ASSIGNED TASK |
One number should be the full reply: how many lines of the material below contain "redhat".

▬▬▬▬▬▬

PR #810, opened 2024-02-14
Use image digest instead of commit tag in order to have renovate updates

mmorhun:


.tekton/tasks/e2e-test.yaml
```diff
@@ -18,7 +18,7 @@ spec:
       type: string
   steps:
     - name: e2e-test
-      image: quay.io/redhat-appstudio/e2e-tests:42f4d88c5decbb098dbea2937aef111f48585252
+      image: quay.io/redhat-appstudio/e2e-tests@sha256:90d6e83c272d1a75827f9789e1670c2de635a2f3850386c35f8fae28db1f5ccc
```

▬▬▬▬▬▬

RESPONSE TO THE TASK |
2